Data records

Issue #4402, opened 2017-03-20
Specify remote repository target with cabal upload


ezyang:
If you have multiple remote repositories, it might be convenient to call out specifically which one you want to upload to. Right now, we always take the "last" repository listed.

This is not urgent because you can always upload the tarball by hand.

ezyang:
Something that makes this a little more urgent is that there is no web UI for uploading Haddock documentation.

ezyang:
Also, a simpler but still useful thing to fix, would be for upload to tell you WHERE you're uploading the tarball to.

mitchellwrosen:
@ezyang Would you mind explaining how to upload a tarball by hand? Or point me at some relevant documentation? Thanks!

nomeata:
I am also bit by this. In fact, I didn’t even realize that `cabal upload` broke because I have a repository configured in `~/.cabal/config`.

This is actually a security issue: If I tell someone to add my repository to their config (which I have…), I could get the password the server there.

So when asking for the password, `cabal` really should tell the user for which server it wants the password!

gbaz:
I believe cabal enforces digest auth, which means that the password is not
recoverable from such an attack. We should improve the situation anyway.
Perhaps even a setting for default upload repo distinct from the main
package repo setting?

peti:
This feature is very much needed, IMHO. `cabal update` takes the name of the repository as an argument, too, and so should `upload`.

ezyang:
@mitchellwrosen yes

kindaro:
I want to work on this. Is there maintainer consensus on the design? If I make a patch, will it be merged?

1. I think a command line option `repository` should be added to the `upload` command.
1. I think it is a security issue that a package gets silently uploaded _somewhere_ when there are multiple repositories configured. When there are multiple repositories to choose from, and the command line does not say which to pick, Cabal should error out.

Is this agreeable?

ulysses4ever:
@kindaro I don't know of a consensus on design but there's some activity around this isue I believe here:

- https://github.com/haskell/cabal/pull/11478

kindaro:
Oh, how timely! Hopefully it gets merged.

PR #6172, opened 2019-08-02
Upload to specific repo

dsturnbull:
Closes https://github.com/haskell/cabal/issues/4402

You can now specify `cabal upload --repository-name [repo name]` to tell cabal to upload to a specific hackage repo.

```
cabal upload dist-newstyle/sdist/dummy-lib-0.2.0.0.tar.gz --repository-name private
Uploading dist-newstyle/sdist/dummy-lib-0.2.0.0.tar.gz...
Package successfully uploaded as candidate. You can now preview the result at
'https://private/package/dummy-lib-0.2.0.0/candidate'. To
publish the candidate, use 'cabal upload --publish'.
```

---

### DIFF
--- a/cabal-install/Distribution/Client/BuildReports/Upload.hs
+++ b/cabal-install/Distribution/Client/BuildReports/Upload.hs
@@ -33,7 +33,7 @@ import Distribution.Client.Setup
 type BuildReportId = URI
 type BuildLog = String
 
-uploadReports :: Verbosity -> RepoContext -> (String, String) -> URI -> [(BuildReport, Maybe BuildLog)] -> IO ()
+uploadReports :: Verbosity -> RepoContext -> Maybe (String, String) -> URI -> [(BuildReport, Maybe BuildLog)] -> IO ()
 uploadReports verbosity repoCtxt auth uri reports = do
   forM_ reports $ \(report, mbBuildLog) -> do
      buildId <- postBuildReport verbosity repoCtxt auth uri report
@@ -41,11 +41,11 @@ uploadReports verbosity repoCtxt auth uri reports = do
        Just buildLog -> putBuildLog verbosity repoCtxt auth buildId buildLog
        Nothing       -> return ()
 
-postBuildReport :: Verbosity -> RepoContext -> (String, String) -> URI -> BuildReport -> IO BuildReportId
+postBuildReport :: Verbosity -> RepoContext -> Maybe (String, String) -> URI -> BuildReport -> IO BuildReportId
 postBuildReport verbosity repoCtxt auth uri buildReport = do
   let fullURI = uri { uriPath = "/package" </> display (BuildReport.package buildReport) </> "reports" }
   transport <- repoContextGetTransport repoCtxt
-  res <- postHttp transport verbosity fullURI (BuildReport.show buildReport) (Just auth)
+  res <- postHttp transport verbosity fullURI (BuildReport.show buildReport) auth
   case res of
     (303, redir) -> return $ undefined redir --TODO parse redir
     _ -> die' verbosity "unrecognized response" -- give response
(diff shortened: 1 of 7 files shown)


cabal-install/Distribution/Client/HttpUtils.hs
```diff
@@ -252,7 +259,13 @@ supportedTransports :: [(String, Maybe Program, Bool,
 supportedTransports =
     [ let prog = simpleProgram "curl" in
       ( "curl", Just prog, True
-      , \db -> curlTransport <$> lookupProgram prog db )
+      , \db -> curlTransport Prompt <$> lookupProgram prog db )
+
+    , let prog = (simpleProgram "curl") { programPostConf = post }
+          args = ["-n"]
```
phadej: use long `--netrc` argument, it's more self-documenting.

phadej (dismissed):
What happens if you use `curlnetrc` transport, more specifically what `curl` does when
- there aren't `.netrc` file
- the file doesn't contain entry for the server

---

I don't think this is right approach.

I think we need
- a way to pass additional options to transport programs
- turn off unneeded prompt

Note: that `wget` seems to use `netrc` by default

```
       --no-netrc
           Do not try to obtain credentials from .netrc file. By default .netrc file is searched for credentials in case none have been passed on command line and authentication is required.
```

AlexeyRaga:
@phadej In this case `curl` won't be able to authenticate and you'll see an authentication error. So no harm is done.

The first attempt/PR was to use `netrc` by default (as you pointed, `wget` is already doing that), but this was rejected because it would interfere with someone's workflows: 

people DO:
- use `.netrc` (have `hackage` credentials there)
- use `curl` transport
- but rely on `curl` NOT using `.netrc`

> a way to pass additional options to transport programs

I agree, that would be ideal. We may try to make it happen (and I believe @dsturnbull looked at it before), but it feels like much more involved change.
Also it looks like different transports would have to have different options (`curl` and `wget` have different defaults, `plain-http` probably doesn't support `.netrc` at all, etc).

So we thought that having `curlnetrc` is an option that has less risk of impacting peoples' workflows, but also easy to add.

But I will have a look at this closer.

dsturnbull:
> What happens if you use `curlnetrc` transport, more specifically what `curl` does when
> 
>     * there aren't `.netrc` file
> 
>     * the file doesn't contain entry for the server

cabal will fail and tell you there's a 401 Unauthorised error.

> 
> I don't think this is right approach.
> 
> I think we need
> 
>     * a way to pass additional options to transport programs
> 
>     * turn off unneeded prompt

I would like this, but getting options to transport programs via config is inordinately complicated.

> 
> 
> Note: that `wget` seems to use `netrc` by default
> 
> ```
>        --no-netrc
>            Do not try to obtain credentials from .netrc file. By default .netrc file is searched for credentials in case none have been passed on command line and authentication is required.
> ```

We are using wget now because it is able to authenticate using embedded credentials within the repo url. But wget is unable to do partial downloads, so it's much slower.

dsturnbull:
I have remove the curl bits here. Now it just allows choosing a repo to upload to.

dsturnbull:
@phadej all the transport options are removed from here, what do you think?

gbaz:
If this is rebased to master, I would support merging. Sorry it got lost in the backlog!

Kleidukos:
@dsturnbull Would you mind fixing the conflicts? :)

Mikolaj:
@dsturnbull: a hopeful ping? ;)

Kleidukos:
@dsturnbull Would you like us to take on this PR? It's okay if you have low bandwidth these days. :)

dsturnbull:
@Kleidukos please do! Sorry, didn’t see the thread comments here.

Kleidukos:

Task brief =>
Every record above must be printed again exactly.

Output =>
Issue #4402, opened 2017-03-20
Specify remote repository target with cabal upload


ezyang:
If you have multiple remote repositories, it might be convenient to call out specifically which one you want to upload to. Right now, we always take the "last" repository listed.

This is not urgent because you can always upload the tarball by hand.

ezyang:
Something that makes this a little more urgent is that there is no web UI for uploading Haddock documentation.

ezyang:
Also, a simpler but still useful thing to fix, would be for upload to tell you WHERE you're uploading the tarball to.

mitchellwrosen:
@ezyang Would you mind explaining how to upload a tarball by hand? Or point me at some relevant documentation? Thanks!

nomeata:
I am also bit by this. In fact, I didn’t even realize that `cabal upload` broke because I have a repository configured in `~/.cabal/config`.

This is actually a security issue: If I tell someone to add my repository to their config (which I have…), I could get the password the server there.

So when asking for the password, `cabal` really should tell the user for which server it wants the password!

gbaz:
I believe cabal enforces digest auth, which means that the password is not
recoverable from such an attack. We should improve the situation anyway.
Perhaps even a setting for default upload repo distinct from the main
package repo setting?

peti:
This feature is very much needed, IMHO. `cabal update` takes the name of the repository as an argument, too, and so should `upload`.

ezyang:
@mitchellwrosen yes

kindaro:
I want to work on this. Is there maintainer consensus on the design? If I make a patch, will it be merged?

1. I think a command line option `repository` should be added to the `upload` command.
1. I think it is a security issue that a package gets silently uploaded _somewhere_ when there are multiple repositories configured. When there are multiple repositories to choose from, and the command line does not say which to pick, Cabal should error out.

Is this agreeable?

ulysses4ever:
@kindaro I don't know of a consensus on design but there's some activity around this isue I believe here:

- https://github.com/haskell/cabal/pull/11478

kindaro:
Oh, how timely! Hopefully it gets merged.

PR #6172, opened 2019-08-02
Upload to specific repo

dsturnbull:
Closes https://github.com/haskell/cabal/issues/4402

You can now specify `cabal upload --repository-name [repo name]` to tell cabal to upload to a specific hackage repo.

```
cabal upload dist-newstyle/sdist/dummy-lib-0.2.0.0.tar.gz --repository-name private
Uploading dist-newstyle/sdist/dummy-lib-0.2.0.0.tar.gz...
Package successfully uploaded as candidate. You can now preview the result at
'https://private/package/dummy-lib-0.2.0.0/candidate'. To
publish the candidate, use 'cabal upload --publish'.
```

---

### DIFF
--- a/cabal-install/Distribution/Client/BuildReports/Upload.hs
+++ b/cabal-install/Distribution/Client/BuildReports/Upload.hs
@@ -33,7 +33,7 @@ import Distribution.Client.Setup
 type BuildReportId = URI
 type BuildLog = String
 
-uploadReports :: Verbosity -> RepoContext -> (String, String) -> URI -> [(BuildReport, Maybe BuildLog)] -> IO ()
+uploadReports :: Verbosity -> RepoContext -> Maybe (String, String) -> URI -> [(BuildReport, Maybe BuildLog)] -> IO ()
 uploadReports verbosity repoCtxt auth uri reports = do
   forM_ reports $ \(report, mbBuildLog) -> do
      buildId <- postBuildReport verbosity repoCtxt auth uri report
@@ -41,11 +41,11 @@ uploadReports verbosity repoCtxt auth uri reports = do
        Just buildLog -> putBuildLog verbosity repoCtxt auth buildId buildLog
        Nothing       -> return ()
 
-postBuildReport :: Verbosity -> RepoContext -> (String, String) -> URI -> BuildReport -> IO BuildReportId
+postBuildReport :: Verbosity -> RepoContext -> Maybe (String, String) -> URI -> BuildReport -> IO BuildReportId
 postBuildReport verbosity repoCtxt auth uri buildReport = do
   let fullURI = uri { uriPath = "/package" </> display (BuildReport.package buildReport) </> "reports" }
   transport <- repoContextGetTransport repoCtxt
-  res <- postHttp transport verbosity fullURI (BuildReport.show buildReport) (Just auth)
+  res <- postHttp transport verbosity fullURI (BuildReport.show buildReport) auth
   case res of
     (303, redir) -> return $ undefined redir --TODO parse redir
     _ -> die' verbosity "unrecognized response" -- give response
(diff shortened: 1 of 7 files shown)


cabal-install/Distribution/Client/HttpUtils.hs
```diff
@@ -252,7 +259,13 @@ supportedTransports :: [(String, Maybe Program, Bool,
 supportedTransports =
     [ let prog = simpleProgram "curl" in
       ( "curl", Just prog, True
-      , \db -> curlTransport <$> lookupProgram prog db )
+      , \db -> curlTransport Prompt <$> lookupProgram prog db )
+
+    , let prog = (simpleProgram "curl") { programPostConf = post }
+          args = ["-n"]
```
phadej: use long `--netrc` argument, it's more self-documenting.

phadej (dismissed):
What happens if you use `curlnetrc` transport, more specifically what `curl` does when
- there aren't `.netrc` file
- the file doesn't contain entry for the server

---

I don't think this is right approach.

I think we need
- a way to pass additional options to transport programs
- turn off unneeded prompt

Note: that `wget` seems to use `netrc` by default

```
       --no-netrc
           Do not try to obtain credentials from .netrc file. By default .netrc file is searched for credentials in case none have been passed on command line and authentication is required.
```

AlexeyRaga:
@phadej In this case `curl` won't be able to authenticate and you'll see an authentication error. So no harm is done.

The first attempt/PR was to use `netrc` by default (as you pointed, `wget` is already doing that), but this was rejected because it would interfere with someone's workflows: 

people DO:
- use `.netrc` (have `hackage` credentials there)
- use `curl` transport
- but rely on `curl` NOT using `.netrc`

> a way to pass additional options to transport programs

I agree, that would be ideal. We may try to make it happen (and I believe @dsturnbull looked at it before), but it feels like much more involved change.
Also it looks like different transports would have to have different options (`curl` and `wget` have different defaults, `plain-http` probably doesn't support `.netrc` at all, etc).

So we thought that having `curlnetrc` is an option that has less risk of impacting peoples' workflows, but also easy to add.

But I will have a look at this closer.

dsturnbull:
> What happens if you use `curlnetrc` transport, more specifically what `curl` does when
> 
>     * there aren't `.netrc` file
> 
>     * the file doesn't contain entry for the server

cabal will fail and tell you there's a 401 Unauthorised error.

> 
> I don't think this is right approach.
> 
> I think we need
> 
>     * a way to pass additional options to transport programs
> 
>     * turn off unneeded prompt

I would like this, but getting options to transport programs via config is inordinately complicated.

> 
> 
> Note: that `wget` seems to use `netrc` by default
> 
> ```
>        --no-netrc
>            Do not try to obtain credentials from .netrc file. By default .netrc file is searched for credentials in case none have been passed on command line and authentication is required.
> ```

We are using wget now because it is able to authenticate using embedded credentials within the repo url. But wget is unable to do partial downloads, so it's much slower.

dsturnbull:
I have remove the curl bits here. Now it just allows choosing a repo to upload to.

dsturnbull:
@phadej all the transport options are removed from here, what do you think?

gbaz:
If this is rebased to master, I would support merging. Sorry it got lost in the backlog!

Kleidukos:
@dsturnbull Would you mind fixing the conflicts? :)

Mikolaj:
@dsturnbull: a hopeful ping? ;)

Kleidukos:
@dsturnbull Would you like us to take on this PR? It's okay if you have low bandwidth these days. :)

dsturnbull:
@Kleidukos please do! Sorry, didn’t see the thread comments here.

Kleidukos:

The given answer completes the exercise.